(Saved data entries)
■ ■ ■ ■ ■ ■ ■

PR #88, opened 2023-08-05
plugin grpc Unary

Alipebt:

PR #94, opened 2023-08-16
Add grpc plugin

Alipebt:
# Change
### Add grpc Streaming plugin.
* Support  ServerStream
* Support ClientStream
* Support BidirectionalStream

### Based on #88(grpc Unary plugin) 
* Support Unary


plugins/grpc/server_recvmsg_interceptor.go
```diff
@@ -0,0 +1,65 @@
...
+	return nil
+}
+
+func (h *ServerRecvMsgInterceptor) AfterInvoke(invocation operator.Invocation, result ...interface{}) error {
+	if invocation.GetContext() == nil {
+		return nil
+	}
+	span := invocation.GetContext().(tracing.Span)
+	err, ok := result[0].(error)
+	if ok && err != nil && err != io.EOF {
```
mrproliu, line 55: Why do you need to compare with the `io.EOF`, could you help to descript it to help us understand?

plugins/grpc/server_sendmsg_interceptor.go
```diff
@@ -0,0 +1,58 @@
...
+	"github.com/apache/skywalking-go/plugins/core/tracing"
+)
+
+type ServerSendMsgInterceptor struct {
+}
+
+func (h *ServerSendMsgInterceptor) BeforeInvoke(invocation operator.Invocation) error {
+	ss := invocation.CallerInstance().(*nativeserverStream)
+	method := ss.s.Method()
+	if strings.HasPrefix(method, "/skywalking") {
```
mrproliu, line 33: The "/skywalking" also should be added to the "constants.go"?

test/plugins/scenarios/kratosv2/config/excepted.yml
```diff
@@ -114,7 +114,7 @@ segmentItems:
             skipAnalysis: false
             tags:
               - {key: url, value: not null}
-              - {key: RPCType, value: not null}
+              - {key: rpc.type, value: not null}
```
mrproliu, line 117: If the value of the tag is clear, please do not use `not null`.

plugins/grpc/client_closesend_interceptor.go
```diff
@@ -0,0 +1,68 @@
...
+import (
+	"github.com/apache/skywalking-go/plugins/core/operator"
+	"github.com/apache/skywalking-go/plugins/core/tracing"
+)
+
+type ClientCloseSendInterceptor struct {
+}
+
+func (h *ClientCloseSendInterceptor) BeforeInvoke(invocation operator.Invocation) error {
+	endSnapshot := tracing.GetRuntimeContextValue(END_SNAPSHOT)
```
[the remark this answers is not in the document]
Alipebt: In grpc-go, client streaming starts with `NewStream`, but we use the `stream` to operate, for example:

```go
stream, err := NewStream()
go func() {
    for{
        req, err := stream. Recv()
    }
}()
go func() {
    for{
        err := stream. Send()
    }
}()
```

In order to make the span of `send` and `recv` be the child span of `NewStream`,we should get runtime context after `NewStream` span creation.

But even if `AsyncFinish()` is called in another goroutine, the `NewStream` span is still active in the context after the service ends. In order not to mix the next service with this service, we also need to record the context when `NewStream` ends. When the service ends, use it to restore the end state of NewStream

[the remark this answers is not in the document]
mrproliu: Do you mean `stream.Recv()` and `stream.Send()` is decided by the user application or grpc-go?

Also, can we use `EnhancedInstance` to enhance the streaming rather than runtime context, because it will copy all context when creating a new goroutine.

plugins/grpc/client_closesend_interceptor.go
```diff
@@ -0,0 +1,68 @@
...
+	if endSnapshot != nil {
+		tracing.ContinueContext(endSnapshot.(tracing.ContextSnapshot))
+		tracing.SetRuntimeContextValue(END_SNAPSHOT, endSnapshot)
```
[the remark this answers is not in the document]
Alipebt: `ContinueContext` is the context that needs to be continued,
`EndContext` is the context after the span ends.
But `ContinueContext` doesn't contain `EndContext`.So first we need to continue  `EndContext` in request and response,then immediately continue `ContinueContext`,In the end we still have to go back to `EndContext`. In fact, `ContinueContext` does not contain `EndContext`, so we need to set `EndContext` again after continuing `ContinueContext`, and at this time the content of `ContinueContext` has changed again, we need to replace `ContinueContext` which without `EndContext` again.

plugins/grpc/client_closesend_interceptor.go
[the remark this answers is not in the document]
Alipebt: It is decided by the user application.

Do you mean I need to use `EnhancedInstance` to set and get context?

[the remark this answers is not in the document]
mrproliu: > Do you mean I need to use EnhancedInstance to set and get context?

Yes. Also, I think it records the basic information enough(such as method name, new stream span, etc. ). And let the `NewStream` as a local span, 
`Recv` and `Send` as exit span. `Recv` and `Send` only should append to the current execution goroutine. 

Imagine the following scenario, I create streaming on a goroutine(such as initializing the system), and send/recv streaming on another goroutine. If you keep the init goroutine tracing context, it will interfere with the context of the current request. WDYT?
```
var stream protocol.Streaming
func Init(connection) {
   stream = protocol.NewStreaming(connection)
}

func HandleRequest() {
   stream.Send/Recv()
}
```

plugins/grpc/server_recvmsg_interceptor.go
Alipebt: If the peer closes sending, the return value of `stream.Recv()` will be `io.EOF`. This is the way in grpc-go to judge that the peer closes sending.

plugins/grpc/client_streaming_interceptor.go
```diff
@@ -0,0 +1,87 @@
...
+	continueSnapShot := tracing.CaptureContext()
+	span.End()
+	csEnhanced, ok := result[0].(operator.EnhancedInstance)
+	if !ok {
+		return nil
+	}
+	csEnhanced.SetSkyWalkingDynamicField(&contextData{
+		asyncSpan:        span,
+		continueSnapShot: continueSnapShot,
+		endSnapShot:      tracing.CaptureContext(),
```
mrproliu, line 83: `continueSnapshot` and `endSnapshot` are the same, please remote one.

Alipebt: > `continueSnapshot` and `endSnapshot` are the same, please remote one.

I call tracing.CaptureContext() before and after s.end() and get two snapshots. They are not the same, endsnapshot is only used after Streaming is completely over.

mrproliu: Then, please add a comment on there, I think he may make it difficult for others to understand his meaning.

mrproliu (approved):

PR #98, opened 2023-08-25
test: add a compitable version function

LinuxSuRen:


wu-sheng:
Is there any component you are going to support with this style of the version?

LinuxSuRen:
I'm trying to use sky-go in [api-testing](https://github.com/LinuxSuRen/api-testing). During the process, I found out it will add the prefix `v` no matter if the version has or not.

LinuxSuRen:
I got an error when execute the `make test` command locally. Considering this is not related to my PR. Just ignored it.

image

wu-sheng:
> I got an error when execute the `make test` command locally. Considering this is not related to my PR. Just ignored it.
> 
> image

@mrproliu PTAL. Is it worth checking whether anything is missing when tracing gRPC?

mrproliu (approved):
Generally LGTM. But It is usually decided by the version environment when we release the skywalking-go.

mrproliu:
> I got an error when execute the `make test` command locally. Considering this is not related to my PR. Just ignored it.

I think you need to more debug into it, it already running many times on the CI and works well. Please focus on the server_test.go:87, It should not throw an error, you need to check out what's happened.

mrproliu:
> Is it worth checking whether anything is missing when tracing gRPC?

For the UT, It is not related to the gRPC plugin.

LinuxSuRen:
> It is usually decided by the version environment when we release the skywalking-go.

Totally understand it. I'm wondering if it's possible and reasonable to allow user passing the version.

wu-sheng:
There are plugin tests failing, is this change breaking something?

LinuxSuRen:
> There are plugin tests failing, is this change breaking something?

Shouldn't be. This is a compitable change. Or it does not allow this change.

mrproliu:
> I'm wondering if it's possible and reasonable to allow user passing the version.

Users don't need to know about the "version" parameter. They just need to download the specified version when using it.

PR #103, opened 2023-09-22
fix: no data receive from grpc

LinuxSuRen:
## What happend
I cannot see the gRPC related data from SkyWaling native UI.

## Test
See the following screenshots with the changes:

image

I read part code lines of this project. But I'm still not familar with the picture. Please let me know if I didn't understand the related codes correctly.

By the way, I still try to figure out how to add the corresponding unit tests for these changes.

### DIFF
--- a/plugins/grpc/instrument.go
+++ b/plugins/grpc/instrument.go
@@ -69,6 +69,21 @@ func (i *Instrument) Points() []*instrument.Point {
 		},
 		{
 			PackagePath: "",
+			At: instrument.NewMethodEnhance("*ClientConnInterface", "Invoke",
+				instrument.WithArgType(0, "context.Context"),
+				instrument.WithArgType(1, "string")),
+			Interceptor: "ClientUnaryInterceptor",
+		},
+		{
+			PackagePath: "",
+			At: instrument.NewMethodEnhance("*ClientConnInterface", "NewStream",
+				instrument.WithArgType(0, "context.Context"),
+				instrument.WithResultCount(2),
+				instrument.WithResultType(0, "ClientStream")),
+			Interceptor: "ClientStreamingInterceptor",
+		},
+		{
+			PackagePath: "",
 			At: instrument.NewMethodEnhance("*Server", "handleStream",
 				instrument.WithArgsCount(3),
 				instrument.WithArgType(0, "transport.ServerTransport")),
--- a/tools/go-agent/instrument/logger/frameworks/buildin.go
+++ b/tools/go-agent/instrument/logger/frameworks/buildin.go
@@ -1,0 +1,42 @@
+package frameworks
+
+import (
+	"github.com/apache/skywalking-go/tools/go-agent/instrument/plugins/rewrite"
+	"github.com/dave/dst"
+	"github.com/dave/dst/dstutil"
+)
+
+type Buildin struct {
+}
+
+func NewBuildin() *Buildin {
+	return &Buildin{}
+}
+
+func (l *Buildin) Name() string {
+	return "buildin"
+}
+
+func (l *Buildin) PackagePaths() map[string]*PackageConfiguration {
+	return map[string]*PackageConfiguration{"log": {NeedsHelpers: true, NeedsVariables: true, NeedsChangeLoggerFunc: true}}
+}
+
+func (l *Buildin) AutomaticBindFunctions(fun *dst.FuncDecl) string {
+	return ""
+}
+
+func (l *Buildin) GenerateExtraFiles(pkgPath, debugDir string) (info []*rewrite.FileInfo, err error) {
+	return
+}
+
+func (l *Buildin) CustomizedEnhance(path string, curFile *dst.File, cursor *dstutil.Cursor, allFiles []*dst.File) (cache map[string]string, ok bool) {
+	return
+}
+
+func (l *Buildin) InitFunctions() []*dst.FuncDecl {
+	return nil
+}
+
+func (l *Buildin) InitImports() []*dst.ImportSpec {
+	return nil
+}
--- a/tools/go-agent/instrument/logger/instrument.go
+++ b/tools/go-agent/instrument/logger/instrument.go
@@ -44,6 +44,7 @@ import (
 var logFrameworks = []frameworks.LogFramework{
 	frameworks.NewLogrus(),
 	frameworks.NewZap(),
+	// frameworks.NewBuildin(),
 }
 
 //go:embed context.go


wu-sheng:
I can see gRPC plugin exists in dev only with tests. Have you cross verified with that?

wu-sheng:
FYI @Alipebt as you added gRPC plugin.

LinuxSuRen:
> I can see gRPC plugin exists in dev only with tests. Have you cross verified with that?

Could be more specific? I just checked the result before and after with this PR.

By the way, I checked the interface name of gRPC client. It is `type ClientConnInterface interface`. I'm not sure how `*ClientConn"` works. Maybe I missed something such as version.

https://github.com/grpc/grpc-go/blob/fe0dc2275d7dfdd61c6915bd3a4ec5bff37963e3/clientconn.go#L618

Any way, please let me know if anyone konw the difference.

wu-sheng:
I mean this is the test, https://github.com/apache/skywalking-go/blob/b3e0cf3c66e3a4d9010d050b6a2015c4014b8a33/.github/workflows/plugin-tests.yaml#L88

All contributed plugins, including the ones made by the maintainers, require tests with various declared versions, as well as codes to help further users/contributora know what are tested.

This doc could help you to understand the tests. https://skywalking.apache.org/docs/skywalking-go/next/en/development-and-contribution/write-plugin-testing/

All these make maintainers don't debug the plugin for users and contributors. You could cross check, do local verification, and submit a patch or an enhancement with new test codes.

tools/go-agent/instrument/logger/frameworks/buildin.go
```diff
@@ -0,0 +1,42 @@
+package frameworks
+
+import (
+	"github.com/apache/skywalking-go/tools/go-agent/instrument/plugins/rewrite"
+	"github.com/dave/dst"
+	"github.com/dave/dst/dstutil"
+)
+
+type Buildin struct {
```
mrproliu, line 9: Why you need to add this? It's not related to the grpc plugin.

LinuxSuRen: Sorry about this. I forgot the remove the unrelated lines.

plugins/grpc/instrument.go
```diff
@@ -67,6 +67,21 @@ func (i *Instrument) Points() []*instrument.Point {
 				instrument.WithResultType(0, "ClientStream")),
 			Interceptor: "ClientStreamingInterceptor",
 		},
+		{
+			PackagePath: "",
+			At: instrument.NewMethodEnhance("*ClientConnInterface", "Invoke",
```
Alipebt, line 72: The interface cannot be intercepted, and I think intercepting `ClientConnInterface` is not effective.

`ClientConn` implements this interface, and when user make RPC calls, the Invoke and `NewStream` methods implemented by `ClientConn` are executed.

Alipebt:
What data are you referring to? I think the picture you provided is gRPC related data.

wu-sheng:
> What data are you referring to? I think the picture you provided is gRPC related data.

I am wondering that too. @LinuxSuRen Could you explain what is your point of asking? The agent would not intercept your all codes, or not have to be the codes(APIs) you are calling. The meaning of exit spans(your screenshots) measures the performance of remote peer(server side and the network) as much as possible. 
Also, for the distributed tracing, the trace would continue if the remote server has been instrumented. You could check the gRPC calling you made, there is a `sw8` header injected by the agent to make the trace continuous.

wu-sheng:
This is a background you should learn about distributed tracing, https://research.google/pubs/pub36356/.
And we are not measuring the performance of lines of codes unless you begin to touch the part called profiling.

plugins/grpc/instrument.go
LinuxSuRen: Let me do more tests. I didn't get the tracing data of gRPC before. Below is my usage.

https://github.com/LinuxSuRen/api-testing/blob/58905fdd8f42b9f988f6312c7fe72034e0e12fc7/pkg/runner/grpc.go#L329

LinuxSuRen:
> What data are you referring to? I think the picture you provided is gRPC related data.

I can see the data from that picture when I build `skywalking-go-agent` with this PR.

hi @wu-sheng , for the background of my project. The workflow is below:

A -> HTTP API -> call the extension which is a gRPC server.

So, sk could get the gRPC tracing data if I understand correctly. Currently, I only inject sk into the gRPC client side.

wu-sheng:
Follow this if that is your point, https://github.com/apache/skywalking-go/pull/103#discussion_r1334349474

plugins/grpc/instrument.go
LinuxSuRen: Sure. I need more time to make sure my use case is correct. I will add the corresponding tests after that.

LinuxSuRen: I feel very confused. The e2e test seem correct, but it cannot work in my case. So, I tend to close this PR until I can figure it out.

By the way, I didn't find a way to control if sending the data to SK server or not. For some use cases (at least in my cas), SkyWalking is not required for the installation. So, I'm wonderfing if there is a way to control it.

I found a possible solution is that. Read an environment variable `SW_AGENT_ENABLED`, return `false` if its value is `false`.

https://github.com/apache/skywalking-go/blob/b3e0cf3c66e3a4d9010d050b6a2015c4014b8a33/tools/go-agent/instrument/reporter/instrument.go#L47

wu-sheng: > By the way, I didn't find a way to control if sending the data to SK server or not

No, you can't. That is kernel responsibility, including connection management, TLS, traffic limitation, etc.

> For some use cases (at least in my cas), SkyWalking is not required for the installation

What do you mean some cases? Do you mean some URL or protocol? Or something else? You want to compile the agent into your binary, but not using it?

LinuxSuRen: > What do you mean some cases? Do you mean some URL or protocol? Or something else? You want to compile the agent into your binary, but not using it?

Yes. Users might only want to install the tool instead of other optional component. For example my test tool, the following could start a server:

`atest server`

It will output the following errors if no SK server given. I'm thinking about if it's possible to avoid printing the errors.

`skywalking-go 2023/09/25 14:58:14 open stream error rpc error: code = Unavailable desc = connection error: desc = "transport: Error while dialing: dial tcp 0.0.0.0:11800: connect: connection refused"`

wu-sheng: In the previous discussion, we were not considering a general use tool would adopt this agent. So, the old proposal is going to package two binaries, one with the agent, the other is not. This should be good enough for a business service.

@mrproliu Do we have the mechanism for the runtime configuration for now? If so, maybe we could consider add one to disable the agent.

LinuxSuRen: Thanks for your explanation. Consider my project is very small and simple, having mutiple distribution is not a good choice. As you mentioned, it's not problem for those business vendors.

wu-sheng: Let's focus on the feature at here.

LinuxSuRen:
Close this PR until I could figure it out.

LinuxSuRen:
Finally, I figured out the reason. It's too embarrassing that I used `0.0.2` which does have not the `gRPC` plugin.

■ ■ ■ ■ ■ ■ ■

Whenever the string "part" shows up in a line of the entries, copy that line.

=== OUTPUT OF THE TASK ===
I read part code lines of this project. But I'm still not familar with the picture. Please let me know if I didn't understand the related codes correctly.
And we are not measuring the performance of lines of codes unless you begin to touch the part called profiling.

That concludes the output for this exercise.